Extracted data entries
--- --- ---
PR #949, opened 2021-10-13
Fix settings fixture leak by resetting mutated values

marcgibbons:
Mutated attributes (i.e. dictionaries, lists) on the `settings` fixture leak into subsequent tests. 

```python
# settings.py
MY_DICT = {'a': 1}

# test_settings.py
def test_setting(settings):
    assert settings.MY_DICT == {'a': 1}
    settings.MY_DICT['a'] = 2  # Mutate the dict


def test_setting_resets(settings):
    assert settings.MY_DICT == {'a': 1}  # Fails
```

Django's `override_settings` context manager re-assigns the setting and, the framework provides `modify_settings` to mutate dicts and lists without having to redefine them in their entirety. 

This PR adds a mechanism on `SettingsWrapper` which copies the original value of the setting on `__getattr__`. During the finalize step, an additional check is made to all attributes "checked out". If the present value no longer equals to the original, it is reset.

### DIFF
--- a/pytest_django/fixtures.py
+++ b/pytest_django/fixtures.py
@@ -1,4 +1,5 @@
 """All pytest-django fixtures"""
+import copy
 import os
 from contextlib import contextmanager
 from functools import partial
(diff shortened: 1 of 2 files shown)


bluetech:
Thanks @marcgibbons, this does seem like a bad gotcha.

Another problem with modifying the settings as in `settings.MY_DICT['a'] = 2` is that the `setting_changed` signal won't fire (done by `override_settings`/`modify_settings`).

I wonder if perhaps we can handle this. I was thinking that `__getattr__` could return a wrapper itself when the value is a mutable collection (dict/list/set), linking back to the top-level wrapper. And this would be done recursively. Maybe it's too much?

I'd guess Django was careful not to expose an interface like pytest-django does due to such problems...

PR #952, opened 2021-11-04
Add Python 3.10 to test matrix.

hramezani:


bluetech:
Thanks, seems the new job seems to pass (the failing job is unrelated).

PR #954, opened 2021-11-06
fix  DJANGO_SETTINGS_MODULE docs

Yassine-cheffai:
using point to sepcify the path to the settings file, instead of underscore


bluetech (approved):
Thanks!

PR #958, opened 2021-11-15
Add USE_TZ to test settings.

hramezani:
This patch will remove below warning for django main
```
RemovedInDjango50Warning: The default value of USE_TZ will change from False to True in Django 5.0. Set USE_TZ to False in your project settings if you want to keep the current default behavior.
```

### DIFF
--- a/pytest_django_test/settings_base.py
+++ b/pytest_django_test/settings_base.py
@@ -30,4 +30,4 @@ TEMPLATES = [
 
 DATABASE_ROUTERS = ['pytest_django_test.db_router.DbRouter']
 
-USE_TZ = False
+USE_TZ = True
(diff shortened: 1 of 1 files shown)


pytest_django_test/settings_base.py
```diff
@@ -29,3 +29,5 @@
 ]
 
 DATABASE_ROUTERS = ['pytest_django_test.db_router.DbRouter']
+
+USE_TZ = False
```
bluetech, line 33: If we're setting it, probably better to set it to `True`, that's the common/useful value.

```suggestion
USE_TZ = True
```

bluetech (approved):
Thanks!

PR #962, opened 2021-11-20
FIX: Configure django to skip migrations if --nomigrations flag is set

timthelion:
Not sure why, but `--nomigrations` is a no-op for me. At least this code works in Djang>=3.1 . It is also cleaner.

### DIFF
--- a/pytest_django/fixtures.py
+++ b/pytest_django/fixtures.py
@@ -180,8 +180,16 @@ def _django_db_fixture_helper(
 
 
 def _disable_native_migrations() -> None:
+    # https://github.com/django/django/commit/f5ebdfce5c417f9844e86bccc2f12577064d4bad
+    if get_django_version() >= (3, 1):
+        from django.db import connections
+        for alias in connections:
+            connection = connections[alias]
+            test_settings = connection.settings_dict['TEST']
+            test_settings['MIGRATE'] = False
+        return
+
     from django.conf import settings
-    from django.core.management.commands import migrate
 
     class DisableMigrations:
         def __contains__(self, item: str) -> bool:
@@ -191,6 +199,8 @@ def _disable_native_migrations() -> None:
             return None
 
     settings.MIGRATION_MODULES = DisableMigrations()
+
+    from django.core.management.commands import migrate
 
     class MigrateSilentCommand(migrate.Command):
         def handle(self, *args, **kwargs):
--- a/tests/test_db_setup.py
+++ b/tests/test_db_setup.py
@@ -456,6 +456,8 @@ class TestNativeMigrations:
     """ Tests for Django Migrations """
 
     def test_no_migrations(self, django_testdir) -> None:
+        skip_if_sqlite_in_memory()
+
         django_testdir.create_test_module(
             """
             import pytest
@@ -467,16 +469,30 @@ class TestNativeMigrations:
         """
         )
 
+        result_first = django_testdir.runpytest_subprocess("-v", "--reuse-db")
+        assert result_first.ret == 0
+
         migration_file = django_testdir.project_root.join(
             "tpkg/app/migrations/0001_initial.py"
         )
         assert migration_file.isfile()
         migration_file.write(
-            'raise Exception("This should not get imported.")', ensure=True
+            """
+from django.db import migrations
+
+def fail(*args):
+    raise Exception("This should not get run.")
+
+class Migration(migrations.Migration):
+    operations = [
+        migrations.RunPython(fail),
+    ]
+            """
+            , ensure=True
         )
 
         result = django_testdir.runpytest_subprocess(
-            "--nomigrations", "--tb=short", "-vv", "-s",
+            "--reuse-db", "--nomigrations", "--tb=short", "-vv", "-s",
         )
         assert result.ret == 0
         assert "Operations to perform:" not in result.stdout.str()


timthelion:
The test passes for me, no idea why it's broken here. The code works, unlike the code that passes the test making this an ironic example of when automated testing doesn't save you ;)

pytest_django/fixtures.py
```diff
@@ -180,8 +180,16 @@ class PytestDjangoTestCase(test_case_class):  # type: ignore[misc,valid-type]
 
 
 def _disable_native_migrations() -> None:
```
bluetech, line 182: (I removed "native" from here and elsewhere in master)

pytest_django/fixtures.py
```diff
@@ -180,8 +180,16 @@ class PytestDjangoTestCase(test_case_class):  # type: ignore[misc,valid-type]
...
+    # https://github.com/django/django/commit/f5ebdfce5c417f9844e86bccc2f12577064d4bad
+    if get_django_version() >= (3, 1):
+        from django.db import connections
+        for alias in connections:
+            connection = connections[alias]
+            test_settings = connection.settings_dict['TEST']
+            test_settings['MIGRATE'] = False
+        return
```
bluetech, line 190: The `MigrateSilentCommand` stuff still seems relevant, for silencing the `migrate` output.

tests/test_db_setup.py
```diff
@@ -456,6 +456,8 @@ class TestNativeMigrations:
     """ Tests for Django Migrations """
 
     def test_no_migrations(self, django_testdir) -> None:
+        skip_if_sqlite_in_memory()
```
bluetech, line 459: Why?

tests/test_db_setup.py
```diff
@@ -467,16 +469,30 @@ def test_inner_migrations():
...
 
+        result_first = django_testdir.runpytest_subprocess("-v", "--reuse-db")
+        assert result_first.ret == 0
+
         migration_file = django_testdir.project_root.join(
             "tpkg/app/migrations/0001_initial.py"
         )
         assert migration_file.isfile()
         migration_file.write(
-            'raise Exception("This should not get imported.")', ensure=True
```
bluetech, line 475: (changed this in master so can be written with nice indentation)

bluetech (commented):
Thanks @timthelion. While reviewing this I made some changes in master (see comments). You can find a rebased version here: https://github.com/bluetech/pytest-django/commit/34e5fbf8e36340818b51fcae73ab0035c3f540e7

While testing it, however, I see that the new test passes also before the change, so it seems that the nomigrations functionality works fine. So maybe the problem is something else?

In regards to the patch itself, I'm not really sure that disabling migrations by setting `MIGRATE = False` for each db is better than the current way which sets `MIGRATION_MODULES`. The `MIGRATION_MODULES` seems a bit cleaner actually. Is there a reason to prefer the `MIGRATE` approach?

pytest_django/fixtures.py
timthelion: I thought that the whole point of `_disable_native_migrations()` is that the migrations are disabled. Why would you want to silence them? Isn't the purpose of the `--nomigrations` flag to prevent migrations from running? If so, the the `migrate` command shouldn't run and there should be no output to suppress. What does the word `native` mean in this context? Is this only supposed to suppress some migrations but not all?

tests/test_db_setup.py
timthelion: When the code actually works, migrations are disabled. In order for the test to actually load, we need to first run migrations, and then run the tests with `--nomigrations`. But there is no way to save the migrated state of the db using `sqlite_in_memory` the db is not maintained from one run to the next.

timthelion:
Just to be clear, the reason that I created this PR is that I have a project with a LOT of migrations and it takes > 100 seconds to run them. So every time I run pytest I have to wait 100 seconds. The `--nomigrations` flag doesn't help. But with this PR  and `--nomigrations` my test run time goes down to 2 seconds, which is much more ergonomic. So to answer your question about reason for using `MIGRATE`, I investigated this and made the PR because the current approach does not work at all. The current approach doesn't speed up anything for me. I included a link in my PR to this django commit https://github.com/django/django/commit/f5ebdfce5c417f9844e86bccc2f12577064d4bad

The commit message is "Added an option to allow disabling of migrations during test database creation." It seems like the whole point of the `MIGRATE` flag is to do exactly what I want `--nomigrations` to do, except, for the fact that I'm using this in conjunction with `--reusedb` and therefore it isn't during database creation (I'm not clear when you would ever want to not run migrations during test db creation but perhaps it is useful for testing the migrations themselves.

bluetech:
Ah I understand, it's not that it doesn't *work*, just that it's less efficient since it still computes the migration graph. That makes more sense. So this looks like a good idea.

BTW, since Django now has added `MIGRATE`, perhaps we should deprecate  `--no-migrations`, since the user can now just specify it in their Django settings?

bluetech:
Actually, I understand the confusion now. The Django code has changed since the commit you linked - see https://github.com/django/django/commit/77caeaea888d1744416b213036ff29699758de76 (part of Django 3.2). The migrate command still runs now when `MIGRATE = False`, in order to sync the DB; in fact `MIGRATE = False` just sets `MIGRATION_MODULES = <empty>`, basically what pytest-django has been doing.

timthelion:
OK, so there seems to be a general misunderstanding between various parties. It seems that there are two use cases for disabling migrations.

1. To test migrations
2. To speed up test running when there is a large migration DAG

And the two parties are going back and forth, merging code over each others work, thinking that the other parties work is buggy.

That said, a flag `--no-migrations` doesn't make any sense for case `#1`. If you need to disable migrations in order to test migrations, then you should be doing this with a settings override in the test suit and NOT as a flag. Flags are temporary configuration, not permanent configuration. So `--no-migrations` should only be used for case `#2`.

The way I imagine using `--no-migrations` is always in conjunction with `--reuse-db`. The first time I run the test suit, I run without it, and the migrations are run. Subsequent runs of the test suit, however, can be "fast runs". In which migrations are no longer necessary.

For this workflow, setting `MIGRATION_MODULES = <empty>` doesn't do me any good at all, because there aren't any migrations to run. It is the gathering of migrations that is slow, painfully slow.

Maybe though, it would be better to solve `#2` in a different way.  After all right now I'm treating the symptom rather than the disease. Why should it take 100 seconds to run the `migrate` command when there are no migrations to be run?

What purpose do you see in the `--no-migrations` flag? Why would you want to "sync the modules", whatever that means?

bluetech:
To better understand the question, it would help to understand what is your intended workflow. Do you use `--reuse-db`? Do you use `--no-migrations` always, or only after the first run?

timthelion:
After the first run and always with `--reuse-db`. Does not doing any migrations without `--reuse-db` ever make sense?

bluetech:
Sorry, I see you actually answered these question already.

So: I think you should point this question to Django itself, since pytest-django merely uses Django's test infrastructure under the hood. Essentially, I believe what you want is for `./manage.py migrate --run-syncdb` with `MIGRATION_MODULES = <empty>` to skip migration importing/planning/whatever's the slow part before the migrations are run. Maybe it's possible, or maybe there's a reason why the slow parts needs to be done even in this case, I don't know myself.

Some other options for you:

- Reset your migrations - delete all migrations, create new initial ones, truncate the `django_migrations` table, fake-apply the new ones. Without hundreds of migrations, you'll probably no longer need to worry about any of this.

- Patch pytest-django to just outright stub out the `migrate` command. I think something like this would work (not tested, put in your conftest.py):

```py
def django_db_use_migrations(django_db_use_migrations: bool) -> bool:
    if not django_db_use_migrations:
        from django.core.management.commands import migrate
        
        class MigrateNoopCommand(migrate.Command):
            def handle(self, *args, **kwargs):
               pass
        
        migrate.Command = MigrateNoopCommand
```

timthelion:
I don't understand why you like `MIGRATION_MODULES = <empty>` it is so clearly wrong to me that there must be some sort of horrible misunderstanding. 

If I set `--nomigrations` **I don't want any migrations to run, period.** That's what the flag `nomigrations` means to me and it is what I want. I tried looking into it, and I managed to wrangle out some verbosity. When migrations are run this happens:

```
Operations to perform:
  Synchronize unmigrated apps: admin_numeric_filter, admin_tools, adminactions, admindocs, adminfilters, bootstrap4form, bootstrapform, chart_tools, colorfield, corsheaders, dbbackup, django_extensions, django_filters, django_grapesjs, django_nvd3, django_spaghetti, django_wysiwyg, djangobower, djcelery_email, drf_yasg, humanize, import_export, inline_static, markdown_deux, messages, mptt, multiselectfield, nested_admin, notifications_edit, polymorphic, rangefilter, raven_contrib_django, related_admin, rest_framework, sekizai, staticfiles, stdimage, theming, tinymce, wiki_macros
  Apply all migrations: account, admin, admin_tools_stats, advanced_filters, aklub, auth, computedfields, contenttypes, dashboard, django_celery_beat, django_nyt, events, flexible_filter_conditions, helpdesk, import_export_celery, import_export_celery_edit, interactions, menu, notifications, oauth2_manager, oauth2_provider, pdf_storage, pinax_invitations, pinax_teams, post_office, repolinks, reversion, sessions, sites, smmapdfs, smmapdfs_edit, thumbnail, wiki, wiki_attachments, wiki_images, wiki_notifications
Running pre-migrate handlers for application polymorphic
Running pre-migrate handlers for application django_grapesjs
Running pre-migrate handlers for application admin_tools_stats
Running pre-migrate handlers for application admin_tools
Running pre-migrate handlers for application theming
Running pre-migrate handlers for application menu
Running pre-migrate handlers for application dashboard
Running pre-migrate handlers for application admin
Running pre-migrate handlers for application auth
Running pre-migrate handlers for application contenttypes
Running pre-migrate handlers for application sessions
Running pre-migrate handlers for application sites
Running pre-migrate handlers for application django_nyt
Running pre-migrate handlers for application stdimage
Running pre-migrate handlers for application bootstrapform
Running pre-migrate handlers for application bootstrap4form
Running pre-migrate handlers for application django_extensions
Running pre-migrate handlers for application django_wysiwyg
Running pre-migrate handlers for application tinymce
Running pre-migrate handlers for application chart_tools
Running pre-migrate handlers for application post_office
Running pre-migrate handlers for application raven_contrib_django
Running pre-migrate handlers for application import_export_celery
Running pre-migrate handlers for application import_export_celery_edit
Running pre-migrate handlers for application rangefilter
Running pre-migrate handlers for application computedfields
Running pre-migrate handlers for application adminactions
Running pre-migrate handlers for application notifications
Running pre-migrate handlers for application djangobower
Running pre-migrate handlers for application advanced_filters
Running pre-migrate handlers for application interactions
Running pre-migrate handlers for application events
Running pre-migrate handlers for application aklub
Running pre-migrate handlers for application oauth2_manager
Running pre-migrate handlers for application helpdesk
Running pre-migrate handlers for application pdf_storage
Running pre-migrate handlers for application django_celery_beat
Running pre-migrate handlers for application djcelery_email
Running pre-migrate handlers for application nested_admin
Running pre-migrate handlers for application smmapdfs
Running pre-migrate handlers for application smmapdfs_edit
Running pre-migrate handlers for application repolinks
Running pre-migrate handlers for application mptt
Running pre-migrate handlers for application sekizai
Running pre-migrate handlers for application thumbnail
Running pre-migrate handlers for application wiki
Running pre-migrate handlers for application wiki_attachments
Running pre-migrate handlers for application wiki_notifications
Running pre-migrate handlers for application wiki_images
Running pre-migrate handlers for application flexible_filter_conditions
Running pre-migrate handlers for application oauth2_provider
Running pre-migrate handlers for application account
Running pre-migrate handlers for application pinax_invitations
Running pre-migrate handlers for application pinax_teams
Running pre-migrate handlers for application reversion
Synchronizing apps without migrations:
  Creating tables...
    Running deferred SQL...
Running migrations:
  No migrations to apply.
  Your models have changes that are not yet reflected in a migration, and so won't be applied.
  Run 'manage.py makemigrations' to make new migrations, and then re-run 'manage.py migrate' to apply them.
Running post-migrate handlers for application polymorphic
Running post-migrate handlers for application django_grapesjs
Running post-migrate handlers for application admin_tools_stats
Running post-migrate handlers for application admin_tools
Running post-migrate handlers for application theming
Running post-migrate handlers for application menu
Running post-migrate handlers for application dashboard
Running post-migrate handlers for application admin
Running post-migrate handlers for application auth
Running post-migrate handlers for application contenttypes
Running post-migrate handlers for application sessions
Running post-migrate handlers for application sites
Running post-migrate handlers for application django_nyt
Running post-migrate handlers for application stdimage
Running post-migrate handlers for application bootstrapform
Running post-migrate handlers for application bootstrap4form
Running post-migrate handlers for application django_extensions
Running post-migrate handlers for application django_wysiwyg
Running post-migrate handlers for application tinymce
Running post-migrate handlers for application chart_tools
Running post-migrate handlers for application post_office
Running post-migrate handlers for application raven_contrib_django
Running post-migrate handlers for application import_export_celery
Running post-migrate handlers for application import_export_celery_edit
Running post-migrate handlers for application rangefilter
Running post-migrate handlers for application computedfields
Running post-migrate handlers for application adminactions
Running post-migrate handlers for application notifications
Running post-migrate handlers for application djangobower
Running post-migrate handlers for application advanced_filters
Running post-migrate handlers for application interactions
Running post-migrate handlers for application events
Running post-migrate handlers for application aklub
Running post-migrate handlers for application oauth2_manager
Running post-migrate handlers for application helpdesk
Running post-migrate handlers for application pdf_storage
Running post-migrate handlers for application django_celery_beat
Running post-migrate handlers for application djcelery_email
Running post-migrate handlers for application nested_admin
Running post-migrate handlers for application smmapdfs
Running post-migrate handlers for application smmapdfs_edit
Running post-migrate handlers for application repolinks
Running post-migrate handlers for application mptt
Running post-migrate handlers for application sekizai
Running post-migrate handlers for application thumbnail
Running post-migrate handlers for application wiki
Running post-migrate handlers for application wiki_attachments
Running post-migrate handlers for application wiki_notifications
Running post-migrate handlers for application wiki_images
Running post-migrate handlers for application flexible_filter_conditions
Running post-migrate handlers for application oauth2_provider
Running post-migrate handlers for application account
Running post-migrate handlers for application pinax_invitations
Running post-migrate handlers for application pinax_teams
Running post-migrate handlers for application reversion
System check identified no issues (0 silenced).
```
--- --- ---
**What the task asks**
Check the data above line by line for the word "will". State only how many lines contain it.

**Solution to this task**
2